Our New Saint: John Henry Newman
“I ask not to see — I ask not to know—I ask simply to be used.”
At Belmont we have celebrated as Pope Francis created a new saint for the Church in England, John Henry Newman. On the weekend of the Canonisation the permanent deacons from the Archdiocese of Birmingham with with us on retreat.
It gives us pause to ask of this canonization, why Newman? What is his greatness? Is it as his insights as a teacher or warmth and humanity as a pastor? Is it as a man of courage seeking the truth at personal cost? Is it as a man of great friendships, who even at the painful parting of friends, maintained great affection for those he left behind. In his own words he wished to be “a link in a chain, a bond of connexion between persons…. an angel of peace, a preacher of truth in my own place.” He was all those things and much more.
Writing in the Osservatore Romano in a generous tribute to the new saint, Prince Charles praised the way Newman respectfully engaged in public and private debate: "In the age when he lived, Newman stood for the life of the spirit against the forces that would debase human dignity and human destiny. In the age in which he attains sainthood, his example is needed more than ever – for the manner in which, at his best, he could advocate without accusation, could disagree without disrespect and, perhaps most of all, could see differences as places of encounter rather than exclusion." He also praised his theology as an Anglican and as a Catholic for its “fearless honesty, its unsparing rigour and its originality of thought.”
What is the originality of his thought, and why might people be talking about him being not just a saint, but a new Doctor of the Church? Why is he considered an early father of the Second Vatican Council?
As an Anglican priest-scholar he dug deep into the tradition of the
church, with reverence for the Word of God, and its great interpreters, the
Fathers of the Church. But as he came to believe that “to be deep in history is
to cease to be Protestant" he could only seek communion with the
Catholic Church, led by the "kindly light" of the Holy Spirit. And as he searched
for the truth he proposed not new things, but uncovered eternal truths that had
been half forgotten and made them shine again.
What he found in the Church was not an antique shop of ancient treasures
to be nostalgically reverenced and guarded. What he found in the Church is a
living body walking in history, whose faith does not change, but whose expression
develops and deepens.

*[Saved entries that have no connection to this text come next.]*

PR #1284, opened 2021-03-15
chore(generator): IPlaywright

### LINKED ISSUE #1246: Use generated IPlaywright

avodovnik:
closes #1246


src/PlaywrightSharp/Selectors.cs
```diff
@@ -19,21 +16,10 @@ internal Selectors()
...
-        /// <param name="script">Script that evaluates to a selector engine instance.</param>
-        /// <param name="path">Path to the JavaScript file. If path is a relative path, then it is resolved relative to current working directory.</param>
-        /// <param name="content">Raw script content.</param>
-        /// <param name="contentScript">Whether to run this selector engine in isolated JavaScript environment. This environment has access to the same DOM, but not any JavaScript objects from the frame's scripts. Defaults to false. Note that running as a content script is not guaranteed when this engine is used together with other registered engines.</param>
-        /// <returns>A <see cref="Task"/> that completes when the engine is registered.</returns>
-        public async Task RegisterAsync(string name, string script = null, string path = null, string content = null, bool? contentScript = null)
+        /// <inheritdoc/>
+        public async Task RegisterAsync(string name, string script, string scriptPath, bool? contentScript = null)
```
kblok, line 20: Can we have some overloads?

src/PlaywrightSharp/Playwright.cs
```diff
@@ -55,23 +55,28 @@ internal Playwright(IChannelOwner parent, string guid, PlaywrightInitializer ini
         /// <summary>
         /// Returns a list of devices to be used with <see cref="IBrowser.NewContextAsync(BrowserContextOptions)"/>.
         /// </summary>
-        public IReadOnlyDictionary<string, DeviceDescriptor> Devices => _devices;
+        public IReadOnlyDictionary<string, DeviceDescriptor> Devices { get => _devices; set => throw new NotSupportedException(); }
```
kblok, line 58: hmmmm

src/PlaywrightSharp/Contracts/IPlaywright.generated.cs
```diff
@@ -0,0 +1,102 @@
...
+		public IBrowserType Chromium { get; set; }
+
+        /// <summary>
+        /// <para>
+        /// This object can be used to launch or connect to Firefox, returning instances of
+        /// <see cref="FirefoxBrowser" />.
+        /// </para>
+        /// </summary>
+        [JsonPropertyName("firefox")]
+		public IBrowserType Firefox { get; set; }
```
kblok, line 73: Why do we have a different indentation here?

kblok (changes requested):

src/PlaywrightSharp/Playwright.cs
avodovnik: I wonder if *all* of our generated properties should just be read-only?

kblok: I think so. The SetTimeout is still a method right? That would be the only one.

src/PlaywrightSharp/Selectors.cs
avodovnik: As discussed, I've changed the defaults in the interface, and for now, I want to keep the API as minimal as possible.

src/PlaywrightSharp/Playwright.cs
avodovnik: I will have to revisit this _later_. I need the properties to be generated when we have a serializable object (i.e. all the models). I don't want to block this PR in the mean time, though. As we've talked about a few times, when we finish the fist pass, we'll probably just re-add all the generated interfaces to fix the small discrepancies that are introduced as we change stuff on the generator. Let's keep this as is, then, for now, and we'll fix it before release.

src/PlaywrightSharp/Contracts/IPlaywright.generated.cs
avodovnik: User error :-)

src/PlaywrightSharp.Tests/TestConstants.cs
```diff
@@ -63,5 +63,23 @@ public static LaunchOptions GetHeadfulOptions()
             "        http://localhost:<PORT>/frames/frame.html (dos)",
             "    http://localhost:<PORT>/frames/frame.html (aframe)"
         };
+
+        internal static readonly BrowserContextOptions _iPhone6 = new BrowserContextOptions()
```
kblok, line 67: How about removing the `_`?

src/PlaywrightSharp.Tests/TestUtils.cs
```diff
@@ -83,7 +83,7 @@ internal static async Task RegisterEngineWithPathAsync(IPlaywright playwright, s
         {
             try
             {
-                await playwright.Selectors.RegisterAsync(name, path: path);
+                await playwright.Selectors.RegisterAsync(name, null, path);
```
kblok, line 86: We could do `scriptPath: path` right?

src/PlaywrightSharp/BrowserContextOptions.cs
```diff
@@ -273,5 +273,16 @@ public BrowserContextOptions Clone()
 
             return args;
         }
+
+        private BrowserContextOptions CopyFrom(BrowserContextOptions options)
```
kblok, line 277: If this is private we could just assign the values in the constructor, what do you think?

src/PlaywrightSharp/Playwright.cs
```diff
@@ -52,26 +44,26 @@ internal Playwright(IChannelOwner parent, string guid, PlaywrightInitializer ini
...
         IChannel<Playwright> IChannelOwner<Playwright>.Channel => _channel;
 
-        /// <summary>
-        /// Returns a list of devices to be used with <see cref="IBrowser.NewContextAsync(BrowserContextOptions)"/>.
-        /// </summary>
-        public IReadOnlyDictionary<string, DeviceDescriptor> Devices => _devices;
-
         /// <inheritdoc/>
-        public IChromiumBrowserType Chromium => _initializer.Chromium;
+        public IBrowserType Chromium { get => _initializer.Chromium; set => throw new NotSupportedException(); }
```
kblok, line 48: Can you see if we can assume read-only?

kblok (changes requested):

src/PlaywrightSharp.Tests/TestConstants.cs
avodovnik: Someone's style guides kicked in and made me rename :P 

But yeah, good catch. I'll make it nicer.

src/PlaywrightSharp/Playwright.cs
avodovnik: Hm, I don't think so, otherwise deserialization will start failing. I'm going to fix it, just not in this PR :)

src/PlaywrightSharp/BrowserContextOptions.cs
avodovnik: No, because the way it works right now is, it'll return the `options` instance, not the current one. I didn't want to mess with that behaviour too much *yet*, until I actually get around to `IBrowserContext` and related classes.

src/PlaywrightSharp/Playwright.cs
kblok: https://github.com/microsoft/playwright-sharp/issues/1286

src/PlaywrightSharp.Tests/Chromium/OopifTests.cs
```diff
@@ -129,7 +129,7 @@ public async Task ShouldEmulateOffline()
         [SkipBrowserAndPlatformFact(skipFirefox: true, skipWebkit: true)]
         public async Task ShouldSupportContextOptions()
         {
-            await using var context = await _browser.NewContextAsync(new BrowserContextOptions(Playwright.Devices["iPhone 6"])
+            await using var context = await _browser.NewContextAsync(new BrowserContextOptions(TestConstants.iPhone6)
```
kblok, line 132: Do we need this? can't we just pass `TestConstants.iPhone6`?

src/PlaywrightSharp.Tests/TestUtils.cs
```diff
@@ -104,7 +104,7 @@ internal static async Task RegisterEngineAsync(IPlaywright playwright, string na
         {
             try
             {
-                await playwright.Selectors.RegisterAsync(name, script, contentScript: contentScript);
+                await playwright.Selectors.RegisterAsync(name, script, null, contentScript);
```
kblok, line 107: The previous code should work, Shouldn't it?

kblok (approved):

PR #1289, opened 2021-03-22
Add installation notes

timheuer:
Added step to install using NuGet package


kblok:
Don't you think that it will be quite painful keeping the `--version` updated?

timheuer:
> Don't you think that it will be quite painful keeping the `--version` updated?

As long as the the released version is the one you want folks to have, then yeah you could drop the version argument.

kblok:
> As long as the the released version is the one you want folks to have, then yeah you could drop the version argument.

Yeah, let's remove it.

kblok (approved):

PR #1314, opened 2021-04-22
feat(page): introduce WaitForUrlAsync

### LINKED ISSUE #1299: Implement WaitForURLAsync feature

kblok:
closes #1299


src/Playwright/Contracts/Extensions/Converters.cs
```diff
@@ -0,0 +1,15 @@
+namespace Microsoft.Playwright
+{
+    internal static class Converters
+    {
+        internal static LoadState ToLoadState(this WaitUntilState waitUntilState)
```
avodovnik, line 5: Should we think about having an implicit converter instead?

src/Playwright/Contracts/IFrame.cs
```diff
@@ -61,5 +61,14 @@ public partial interface IFrame
 
         /// <inheritdoc cref="SelectOptionAsync(string, IEnumerable{SelectOptionValue}, bool?, float?)" />
         Task<IReadOnlyCollection<string>> SelectOptionAsync(string selector, params IElementHandle[] values);
+
+        /// <inheritdoc cref="WaitForURLAsync(string, Regex, Func{string, bool}, float?, WaitUntilState)"/>
+        Task WaitForURLAsync(string urlString, float? timeout = default, WaitUntilState waitUntil = default);
```
avodovnik, line 66: Just for context, is there a part of this that should be generated that I'm missing?

src/Playwright/Contracts/Extensions/Converters.cs
avodovnik: Blargh, you're right - it's an `enum`. No implicit conversion possible.

src/Playwright/Contracts/IFrame.cs
kblok: I would merge this folk. I created #1330 based on a conversation with @pavelfeldman, so we can generate these folks.

avodovnik (approved):

avodovnik (changes requested):
The new generator will generate additional overloads. Once that gets approved, we should also update this PR.

kblok:
We should close this one, right @avodovnik?

PR #1322, opened 2021-04-26
chore: format generated code

### LINKED ISSUE #1262: Can we generate code with spaces instead of tabs?
Let the war begin

kblok:
closes #1262


avodovnik:
I think this is a problem that we need to solve with the generator. Not in this project.

avodovnik:
Yeah, let's solve this in the generator step, upstream, and make sure these files are *correct* though. Also, as we do that, we'll update the interfaces anyway so we'll make sure all of them are freshly generated.

PR #1337, opened 2021-05-01
chore: use latest generator

kblok:
I closed a few PRs using the old directory location and replaced them with this one.


avodovnik (commented):
What version of the md files did you use for this? There's at least one [PR](https://github.com/microsoft/playwright/pull/6198) that wasn't merged yet, that has changes that are currently in the API that _we_ merged.

src/Playwright/Contracts/IBrowserType.generated.cs
```diff
@@ -197,12 +200,12 @@ public partial interface IBrowserType
         /// <param name="ignoreHTTPSErrors">Whether to ignore HTTPS errors during navigation. Defaults to <c>false</c>.</param>
         /// <param name="bypassCSP">Toggles bypassing page's Content-Security-Policy.</param>
         /// <param name="viewportSize">
-        /// Emulates consistent viewport for each page. Defaults to an 1280x720 viewport. Use
-        /// <c>ViewportSize.NoViewport</c> to disable the default viewport.
+        /// Emulates consistent viewport for each page. Defaults to an 1280x720 viewport. <c>null</c>
```
avodovnik, line 203: Upstream docs aren't right for this yet, either my PR gets merged, or we'll need to create a separate one with a separate field of `ignoreViewport` or something similar - which I'm strongly against. Either way, let's wait for that PR decision, and re-run this generator.

avodovnik (changes requested):

src/Playwright/Contracts/IBrowserType.generated.cs
kblok: Let's wait

PR #1338, opened 2021-05-04
chore(docs): run generator directly from msbuild

avodovnik:
Adds a target to allow for faster running of interface generation.


kblok:
When is this target going to be called?

avodovnik:
This is purely convenience. I'm torn if I really want to see it in the csproj or not.

kblok (approved):

PR #1339, opened 2021-05-05
chore: bump driver to 1.11

kblok:


src/Playwright.Tests/ScreencastTests.cs
```diff
@@ -11,6 +11,7 @@
 
 namespace Microsoft.Playwright.Tests
 {
+    /*
```
avodovnik, line 14: Should we leave the test, but skip it, and comment the code, so we don't forget?

avodovnik (commented):
Also, remove the binary file (FIREFOX/test.png).

src/Playwright.Tests/ScreencastTests.cs
kblok: I have an issue for that. It will be my next task

kblok:
Images removed and ignored @avodovnik

src/Playwright.Tests/ScreencastTests.cs
avodovnik: Ok, that's fine then.

.gitignore
```diff
@@ -352,3 +352,6 @@ MigrationBackup/
 src/Playwright.sln.DotSettings
 src/Playwright/Drivers
 src/Playwright/playwright
+src/Playwright.Tests/Screenshots/CHROMIUM/test.png
+src/Playwright.Tests/Screenshots/FIREFOX/test.png
+src/Playwright.Tests/Screenshots/WEBKIT/test.png
```
avodovnik, line 357: I think we could also just say `src/Playwright.Tests/Screenshots/**/*.png` to be a bit more generic here?

kblok: Done!
I'm leaving the `test.png` because it's the only one we need to ignore there.

avodovnik: Yeah, that's fine. I'm just thinking of how we can minimize changing this in the future :)

avodovnik (changes requested):
Let's look at the failing tests, then we should be ready to go!

avodovnik (approved):

PR #1347, opened 2021-05-05
chore(download): implement artifacts

### LINKED ISSUE #1328: Implement new Artifacts object

### LINKED ISSUE #1340: Restore download tests
Ignored on #1339

kblok:
based on #1339 
closes #1328 
closes #1340


src/Playwright/Transport/Protocol/ArtifactInitializer.cs
```diff
@@ -0,0 +1,6 @@
+namespace Microsoft.Playwright.Transport.Protocol
+{
+    internal class ArtifactInitializer
```
avodovnik, line 3: Do we need this for deserialization purposes? Any way we can avoid having an empty class?

avodovnik (approved):

src/Playwright/Transport/Protocol/ArtifactInitializer.cs
kblok: We don't need it :)

kblok: removed

avodovnik (approved):

PR #1369, opened 2021-05-12
chore: remove non-generic WaitForEventAsync

kblok:
generated using https://github.com/microsoft/playwright/pull/6535


kblok:
@pavelfeldman, the actual non-generic version of this method was approved by Dmitry back in the `v0 something` days.

I could show you why we need this `PlaywrightEvent` class if you want to. But on the other hand, I'm wondering if the bindings need a `WaitForEvent` method if we make sure that they will have a `WaitFor` for each event.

We see new things. We see things better. The truths of
faith become clearer over time.
In Newman’s great work of historical theology, his Essay on the
Development of Christian Doctrine
,he would say that “to live is
to change and to be perfect is to have changed often.” Reflecting on this the then
Cardinal Ratzinger would say of himself: “precisely in changing, I have tried
to remain faithful to what I have always had at heart.” As Cardinal
Claudio Hummes remarked of Newman “it is by moving forwards that makes the
Church loyal to its true tradition.” Newman reminds us that the Church walks
in history. The
faith is dynamic. We are not antique dealers polishing the treasures of the
past. The church is not preserved in formaldehyde.
But
why did one English Roman Monsignor at the time of his conversion call him ‘the most
dangerous man in England.’ Partly because of his promotion of the laity whom
the Monsignor thought should stick to hunting, shooting and entertaining. The
laity are at the heart of the Church, Newman would reply, and kept the faith at
times in history when the bishops mislaid it.
“In
all times,” Newman insisted, “the laity have been the measure of the Catholic
spirit.”
Once
when discussing the laity, Archbishop Ullathorne scornfully asked Newman, “Who
are the laity?” Newman wrote in his
diary what he wished he had said in reply: “My Lord, the Church would look
rather foolish without them.” In a lecture on Catholics in England
he
said: “I want a laity, not arrogant, not rash in speech, not disputatious, but
men who know their religion, who enter into it, who know just where they stand…
who know their creed so well that they can give an account of it, who know so
much of history that they can defend it. I want an intelligent, well-instructed
laity…”
At
the end of Newman's life, Archbishop Ullathorne visited him, and when he was
leaving, Newman knelt at his feet and asked his blessing, saying that his own
poor work for the Church was as nothing compared to Ullathorne's. “I felt annihilated in his presence,” said
Ullathorne; “There is a saint in that man.”
Newman
prayed before the Blessed Sacrament: “I ask not to see — I ask not to know—I
ask simply to be used.” Just as he prayed not to see the distant scene, but
take the next step necessary. It is a prayer we can make our own
Sir Edward Elgar set Newman’s great poem The Dream of Gerontius
to
music. He occasionally came here to
worship in Belmont’s early years. In his diaries he records attending High Mass
one Sunday and remarks upon the music: “heard the monks sing the Song of the
Angel from the Dream of Gerontius.”
It is lovely to think that Elgar wove snatches of the monks’ singing into his setting of Newman’s great poem, their song adding melody to Newman’s Dream. Now as angel faces smile and rejoice in heaven at a new saint, we can echo their eternal hymn: “Praise to the Holiest in the height, and in the depth be praise. In all his words most wonderful, Most sure in all his ways.”